● **What to work on**
In how many lines of the records below does the word "MessageNotifier" appear? Answer with the number alone.

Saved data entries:
PR #3321, opened 2015-06-02
notification sound + vibrate while in call

### LINKED ISSUE #1830: please add option to hear message tone while on a call
hi, please add a option to hear message tone while on a call.  I can not get the vibrate to work and I'm blind so I can't see the notification in the status bar this would be useful.  Your app is extremely accessible to the blind and with Google's screen reader talk back.  I would be willing to donate if you add this option thank you.

rhodey:
play notification sound and vibrate (if enabled) when new message received during a phone call.

Fixes #1830
// FREEBIE

### DIFF
--- a/src/org/thoughtcrime/securesms/notifications/MessageNotifier.java
+++ b/src/org/thoughtcrime/securesms/notifications/MessageNotifier.java
@@ -33,7 +33,6 @@ import android.media.MediaPlayer;
 import android.media.Ringtone;
 import android.media.RingtoneManager;
 import android.net.Uri;
-import android.os.Vibrator;
 import android.support.v4.app.NotificationCompat;
 import android.support.v4.app.NotificationCompat.Action;
 import android.support.v4.app.NotificationCompat.BigTextStyle;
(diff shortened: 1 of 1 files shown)


src/org/thoughtcrime/securesms/notifications/MessageNotifier.java
```diff
@@ -420,11 +424,28 @@ private static void setNotificationAlarms(Context context,
...
+      AudioManager audioManager = (AudioManager) context.getSystemService(Context.AUDIO_SERVICE);
+      if (audioManager.getRingerMode() == AudioManager.RINGER_MODE_NORMAL && ringtoneUri != null) {
+        Ringtone tone = RingtoneManager.getRingtone(context, Uri.parse(ringtone));
+        tone.setStreamType(AudioManager.STREAM_VOICE_CALL);
+        tone.play();
+      }
+
+      if (signal && vibrate) {
+        Vibrator vibrator = (Vibrator) context.getSystemService(Context.VIBRATOR_SERVICE);
+        vibrator.vibrate(new long[] {0, 250, 250, 250}, -1);
```
rhodey: default found in `NotificationManagerService` source, class is `@hide`n

mcginty: Do we not just want to use the vibrate pattern chosen in settings? Also, is vibrating while a phone is against your face really a feature people want?

wp9015362:
> @mcginty wrote:
> 
> Also, is vibrating while a phone is against your face really a feature people want?

No, that would suck.

It could however be dealt with via an option if it weren't for this restrictive thing:

https://github.com/WhisperSystems/TextSecure/blob/master/contributing.md#development-ideology

...

mcginty:
That "restrictive thing" is there *exactly* so we will never have a face vibrator option.

src/org/thoughtcrime/securesms/notifications/MessageNotifier.java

● **Result**
4